The High Court of Australia has announced - see here (pdf) - that it will give judgment tomorrow in Beck v Weinstock (on appeal from [2011] NSWCA 228) and Weinstock v Beck (on appeal from [2012] NSWCA 76). The first case concerned, amongst other things, the question whether it was necessary, in order for the issue of redeemable shares to be valid, for other shares to exist at the time of the issue over which a preference would be enjoyed. Amongst the matters for consideration in the second case was the scope of the power conferred on the court by section 1322(4) of the Corporations Act 2001.
Update (1 May 2013) - find the judgments here.
New Zealand: health and safety task force publishes report and recommendations
The Independent Task Force on Workplace Health and Safety published its final report and recommendations today: see here (pdf). The report concludes that the health and safety system is not fit for purpose. Many recommendations are made including the creation of a due diligence obligation for those with governance roles in companies. In this regard, the task force states: "We believe strongly that directors’ duties in relation to workplace health and safety should be as strong as other fiduciary duties" (para. 223). The introduction of a new law on corporate manslaughter law is not proposed; the task force instead proposes that the existing manslaughter offence is extended to companies and the general rules on corporate liability are revised.
For further information see: main report (pdf) | executive report (pdf) | working papers | press release | consultation |.
For further information see: main report (pdf) | executive report (pdf) | working papers | press release | consultation |.
UK: The Companies Act 2006 (Amendment of Part 18) Regulations 2013
The Companies Act 2006 (Amendment of Part 18) Regulations 2013 were made last week and come into force today: see here or here (pdf). The Regulations amend the Companies Act 2006 in order to make it easier for companies to buy back shares in connection with an employee share scheme. Further information is available in the accompanying explanatory memorandum: see here (pdf).
India: Companies Bill 2012 tabled for consideration by the Rajya Sabha
The Companies Bill 2012 was passed by the Lok Sabha last December: see here. Today, in the Rajya Sabha, the Bill is tabled for consideration and passing: see here (pdf). A copy of the Bill as passed by the Lok Sabha is available here (pdf).
Update: the Bill was not considered, the Rajya Sabha being adjourned early; it will meet again on 2 May.
Update (1 May 2013) - the Bill is on the list of business for 2 May: see here (pdf).

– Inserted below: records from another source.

PR #2041, opened 2015-04-15
CDAP-2039 Generating RunId in the AbstractProgramRuntimeService and pass...

sagarkapare:
...ing it as ProgramOptions to the programs.

Jira: https://issues.cask.co/browse/CDAP-2039

Move the RunId generation logic to the AbstractProgramRuntimeService. All programs that are started explicitly will now receive the RunId as a part of ProgramOptions. 
When the program is started as a part of the Workflow, workflow will create the new RunId and then pass it as a part of ProgramOptions to the underlying program.

PR #2212, opened 2015-04-22
Generating RunId in the AbstractProgramRuntimeService and passing it as ProgramOptions to the programs.

sagarkapare:
Jira: https://issues.cask.co/browse/CDAP-2039
This is continuation of the PR #2041. I closed that PR since I was no longer able to update it. Copying the description here -
The PR contains following changes: 
1. Move the RunId generation logic to the AbstractProgramRuntimeService. All programs that are started explicitly will now receive the RunId as a part of ProgramOptions. 
2. When the program is started as a part of the Workflow, workflow will create the new RunId and then pass it as a part of ProgramOptions to the underlying program.
3. RunRecords of the program now contains two id's - one is generated by the CDAP and another is generated by Twill. In standalone the twill run id will be null.
4. Updated the RuntimeInfo object to add the twill RunId. This is required to do mapping between CDAP RunId and TwillRunId.


sagarkapare:
Build is running here - http://builds.cask.co/browse/CDAP-DUT1592-1

cdap-app-fabric/src/main/java/co/cask/cdap/app/runtime/AbstractProgramRuntimeService.java
```diff
@@ -42,7 +46,7 @@
 
   private static final Logger LOG = LoggerFactory.getLogger(AbstractProgramRuntimeService.class);
 
-  private final Table<ProgramType, RunId, RuntimeInfo> runtimeInfos;
+  protected final Table<ProgramType, RunId, RuntimeInfo> runtimeInfos;
```
chtyim: This is dangerous. I don't like exposing raw data structure directly to children classes.

cdap-app-fabric/src/main/java/co/cask/cdap/app/runtime/AbstractProgramRuntimeService.java
```diff
@@ -54,12 +58,28 @@ protected AbstractProgramRuntimeService(ProgramRunnerFactory programRunnerFactor
...
+    programStarted(runtimeInfo);
     runtimeInfos.put(runtimeInfo.getType(), runtimeInfo.getController().getRunId(), runtimeInfo);
     return runtimeInfo;
   }
 
+  private ProgramOptions createProgramOptionsWithRunId(ProgramOptions options) {
+    ImmutableMap.Builder<String, String> builder = ImmutableMap.builder();
+    builder.putAll(options.getArguments().asMap());
+    // Generate the new RunId and add it to the system arguments
+    RunId runId = RunIds.generate();
```
chtyim: You are overloading this method to do two things (generation of RunId and copying/update the ProgramOptions). It's better to have this method as:

`addRunId(ProgramOptions options, RunId runId);`

and call it like:

`ProgramOptions opt = addRunId(options, RunId.generate());`

cdap-app-fabric/src/main/java/co/cask/cdap/app/store/Store.java
```diff
@@ -58,12 +58,13 @@
...
-   * @param startTime start timestamp in seconds; if run id is time-based pass the time from the run id
-   * @param adapter   name of the adapter associated with the run
+   * @param id         Info about program
+   * @param pid        run id
+   * @param startTime  start timestamp in seconds; if run id is time-based pass the time from the run id
+   * @param adapter    name of the adapter associated with the run
+   * @param twillRunId twill run id
    */
-  void setStart(Id.Program id, String pid, long startTime, String adapter);
+  void setStart(Id.Program id, String pid, long startTime, String adapter, @Nullable String twillRunId);
```
chtyim: Shouldn't just update the method (as that would introduce unnecessary changes to pass in `null`). Should just add an overloaded method and have the existing one modified to call this one with `null`.

cdap-app-fabric/src/main/java/co/cask/cdap/app/store/Store.java
```diff
@@ -127,6 +128,12 @@
   List<RunRecord> getRuns(Id.Program id, ProgramRunStatus status, long startTime, long endTime, int limit);
 
   /**
+   * Fetches all active run records.
```
chtyim: What do mean by active? I guess you mean `ProgramRunStatus.RUNNING`, right? better be consistent with naming. Also better have this method more generic as:

`List<RunRecord> getRuns(ProgramRunStatus status)`.

cdap-app-fabric/src/main/java/co/cask/cdap/internal/app/runtime/batch/MapReduceProgramRunner.java
```diff
@@ -133,7 +131,9 @@ public ProgramController run(final Program program, ProgramOptions options) {
                                 : System.currentTimeMillis();
 
     String workflowBatch = arguments.getOption(ProgramOptionConstants.WORKFLOW_BATCH);
-    String adapterName = arguments.getOption(ProgramOptionConstants.ADAPTER_NAME);
+    final String adapterName = arguments.getOption(ProgramOptionConstants.ADAPTER_NAME);
+    final String twillRunId = arguments.getOption(ProgramOptionConstants.TWILL_RUN_ID);
```
chtyim: Why a `String`? Twill RunId is also of `RunId` type.

cdap-app-fabric/src/main/java/co/cask/cdap/internal/app/runtime/distributed/DistributedProgramRuntimeService.java
```diff
@@ -128,18 +132,45 @@
   }
 
   @Override
+  protected RuntimeInfo createRuntimeInfo(ProgramController controller, Program program) {
+    RunId twillRunId = ((AbstractTwillProgramController) controller).getTwillRunId();
```
chtyim: Better check `instanceOf` because casting. You should see a yellow warning in the IntelliJ for this statement. We should go for all green, instead of full of yellow warning.

cdap-app-fabric/src/main/java/co/cask/cdap/internal/app/runtime/distributed/DistributedProgramRuntimeService.java
```diff
@@ -128,18 +132,45 @@
...
+  @Nullable
+  private synchronized RunId getTwillRunId(RunId runId) {
+    RuntimeInfo runtimeInfo = super.lookup(runId);
+    if (runtimeInfo != null) {
+      return runtimeInfo.getTwillRunId();
+    }
+    return null;
+  }
+
+  private synchronized boolean twillRunIdCached(RunId twillRunId) {
```
chtyim: Name it as `isTwillRunIdCached`.

cdap-app-fabric/src/main/java/co/cask/cdap/internal/app/runtime/distributed/DistributedProgramRuntimeService.java
```diff
@@ -128,18 +132,45 @@
...
+    for (RuntimeInfo runtimeInfo : runtimeInfos.values()) {
+      if (runtimeInfo.getTwillRunId() != null && runtimeInfo.getTwillRunId().equals(twillRunId)) {
```
chtyim: Just do `if (twillRunId.equals(runtimeInfo.getTwillRunId()) { ... }`. Java `equals()` works with null value.

chtyim: Assuming the `twillRunId` in the parameter never null, which is ok in this case since this is a private method.

cdap-app-fabric/src/main/java/co/cask/cdap/internal/app/runtime/batch/MapReduceProgramRunner.java
sagarkapare: The `twillRunId` is only used for passing it to store, which accepts in the string format, hence using `String` here.

cdap-app-fabric/src/main/java/co/cask/cdap/app/store/Store.java
sagarkapare: We always should pass the twillrunid to the `setStart` method right? In standalone it would be null, but in distributed it will have some value.

cdap-app-fabric/src/main/java/co/cask/cdap/internal/app/runtime/distributed/DistributedProgramRuntimeService.java
sagarkapare: Fixed.

cdap-app-fabric/src/main/java/co/cask/cdap/internal/app/runtime/distributed/DistributedProgramRuntimeService.java
sagarkapare: Renamed.

cdap-app-fabric/src/main/java/co/cask/cdap/internal/app/runtime/distributed/DistributedProgramRuntimeService.java
sagarkapare: Updated the code.

sagarkapare:
@chtyim Can you please take a look again? Thanks!

cdap-app-fabric/src/main/java/co/cask/cdap/app/runtime/AbstractProgramRuntimeService.java
```diff
@@ -54,20 +60,33 @@ protected AbstractProgramRuntimeService(ProgramRunnerFactory programRunnerFactor
...
-    final SimpleRuntimeInfo runtimeInfo = new SimpleRuntimeInfo(runner.run(program, options), program);
-    addRemover(runtimeInfo);
+    ProgramOptions optionsWithRunId = addRunId(options, RunIds.generate());
+    final RuntimeInfo runtimeInfo = createRuntimeInfo(runner.run(program, optionsWithRunId), program);
+    programStarted(runtimeInfo);
     runtimeInfos.put(runtimeInfo.getType(), runtimeInfo.getController().getRunId(), runtimeInfo);
     return runtimeInfo;
   }
 
+  private ProgramOptions addRunId(ProgramOptions options, RunId runId) {
```
chtyim: It'll be good write a line of comment saying that the returned object is a copy of the given one, with runId added.

cdap-app-fabric/src/main/java/co/cask/cdap/app/runtime/AbstractProgramRuntimeService.java
```diff
@@ -54,20 +60,33 @@ protected AbstractProgramRuntimeService(ProgramRunnerFactory programRunnerFactor
...
+
+    return new SimpleProgramOptions(options.getName(), new BasicArguments(builder.build()), options.getUserArguments(),
+                                    options.isDebug());
+  }
+
+  protected RuntimeInfo createRuntimeInfo(ProgramController controller, Program program) {
+    return new SimpleRuntimeInfo(controller, program);
+  }
+
+  protected List<RuntimeInfo> getRuntimeInfos() {
```
chtyim: I believe this needs to be synchronized since it access the `runtimeInfos` table.

cdap-app-fabric/src/main/java/co/cask/cdap/app/store/Store.java
```diff
@@ -127,6 +128,14 @@
   List<RunRecord> getRuns(Id.Program id, ProgramRunStatus status, long startTime, long endTime, int limit);
 
   /**
+   * Fetches the run records for the particular status.
+   * @param status  status of the program running/completed/failed or all
+   * @param limit   max number of entries to fetch for this history call
+   * @return        lis of logged runs
+   */
+  List<RunRecord> getRuns(ProgramRunStatus status, int limit);
```
chtyim: Not very useful to have limit without a start. How is it being used?

chtyim: Shouldn't it more like it takes a Predicate to determine what to include?

cdap-app-fabric/src/main/java/co/cask/cdap/internal/app/runtime/distributed/DistributedProgramRuntimeService.java
```diff
@@ -128,55 +132,70 @@
...
+  public synchronized RuntimeInfo lookup(Id.Program programId, final RunId runId) {
+    RuntimeInfo runtimeInfo = super.lookup(programId, runId);
+    if (runtimeInfo != null) {
+      return runtimeInfo;
     }
 
-    Matcher matcher = APP_NAME_PATTERN.matcher(appName);
-    if (!matcher.matches()) {
-      LOG.warn("Unrecognized application name pattern {}", appName);
+    RunRecord record = store.getRun(programId, runId.getId());
```
chtyim: This logic should be done inside the for loop down below and it only need to consult Store if a Twill program that matches the Id.Program is running (i.e. from the twill live list).

chtyim: Remember that hitting Store has much higher cost that looping the twill live list. Hitting Store is transactionally and involves quite a number of RPC round trip and scan on HBase. Looping twill live list is all happening in-memory.

cdap-app-fabric/src/main/java/co/cask/cdap/app/runtime/AbstractProgramRuntimeService.java
sagarkapare: Added comment.

cdap-app-fabric/src/main/java/co/cask/cdap/app/runtime/AbstractProgramRuntimeService.java
sagarkapare: Yeah. synchronized the method.

cdap-app-fabric/src/main/java/co/cask/cdap/internal/app/runtime/distributed/DistributedProgramRuntimeService.java
sagarkapare: Moved logic to access the store inside the loop.

cdap-app-fabric/src/main/java/co/cask/cdap/internal/app/runtime/distributed/DistributedProgramRuntimeService.java
```diff
@@ -128,55 +132,70 @@
...
-      for (TwillController c : liveInfo.getControllers()) {
-        if (c.getRunId().equals(runId)) {
-          appName = liveInfo.getApplicationName();
-          controller = c;
-          break;
-        }
-      }
-      if (controller != null) {
-        break;
+  private synchronized boolean isTwillRunIdCached(RunId twillRunId) {
```
chtyim: Add a TODO to have a better data structure to support this more efficiently. It can be as simple as a object that contains a Table and a Set.

cdap-app-fabric/src/main/java/co/cask/cdap/internal/app/runtime/distributed/DistributedProgramRuntimeService.java
```diff
@@ -196,38 +218,71 @@ public synchronized RuntimeInfo lookup(final RunId runId) {
...
-        RuntimeInfo runtimeInfo = createRuntimeInfo(type, programId, controller);
+        twillProgramInfo.put(programId, twillRunId, controller);
+      }
+    }
+
+    if (twillProgramInfo.isEmpty()) {
+      return ImmutableMap.copyOf(result);
+    }
+
+    List<RunRecord> activeRunRecords = store.getRuns(ProgramRunStatus.RUNNING, 100);
```
chtyim: Why 100? As I suggested above, should use a Predicate and use the Predicate while scanning (meaning don't get a full list and filter).

cdap-app-fabric/src/main/java/co/cask/cdap/app/store/Store.java
sagarkapare: Currently it is only called from the `DistributedProgramRuntimeService` and limit is set to 100. We can add predicate as a parameter, which would filter based on the list of twillRunId. Will add TODO for this and do cleanup in another PR, if thats ok.

cdap-app-fabric/src/main/java/co/cask/cdap/internal/app/runtime/distributed/DistributedProgramRuntimeService.java
sagarkapare: Yes. Will add a predicate. It will be simpler for me to do in another PR.

chtyim: The Predicate should look something like this:

```java
Set<RunId> twillRunIds = twillProgramInfos.columnKeySet();
store.getRuns(RUNNING, new Predicate<RunRecord>() {
  boolean accept(RunRecord record) {
    return twillRunIds.contains(record.getTwillRunId());
  }
});
```

chtyim: With that list of `RunRecord`, you can just loop over the run record list (which shouldn't be too big, and should be of the same size as the `twillProgramInfos` table) and constructs RuntimeInfo by performing lookup into the `twillProgramInfos` table.

cdap-app-fabric/src/main/java/co/cask/cdap/app/store/Store.java
chtyim: See my comment below. Using Predicate would simplify the code.

cdap-app-fabric/src/main/java/co/cask/cdap/internal/app/runtime/distributed/DistributedProgramRuntimeService.java
sagarkapare: Fixed.

cdap-app-fabric/src/main/java/co/cask/cdap/internal/app/runtime/distributed/DistributedProgramRuntimeService.java
sagarkapare: Added note.

sagarkapare:
@chtyim Please take a look again. Thanks!

chtyim:
LGTM. We may need to do more testing of it in distributed mode.

sagarkapare:
Thanks a lot @chtyim for the review and suggestions. Yes will do more testing on distributed.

Ireland: Companies Bill 2012 completes second stage
The Companies Bill 2012 completed its second stage in the Dáil Éireann last Thursday and now proceeds to the third stage (detailed consideration by the Select Committee on Jobs, Enterprise and Innovation): see here. Second stage debate, which took place over two days, can be read here (23 April) and here (25 April). A copy of the Bill is available here (pdf, 8.8MB) or in separate parts: 1 to 15 (pdf, 6.7MB) and 16 to 24 (pdf, 2MB). An explanatory memorandum is available here (pdf, 1.5MB). The Bill's progress can be followed here.
Monday, 29 April 2013
UK: Enterprise and Regulatory Reform Act 2013 receives Royal Assent
The Enterprise and Regulatory Reform Act 2013 received Royal Assent last Thursday: see here. A copy of the Act will be available here soon. The Act contains, amongst other things, some of the provisions necessary to introduce the new regime for shareholder approval of quoted company directors' remuneration. For further information see here (pdf).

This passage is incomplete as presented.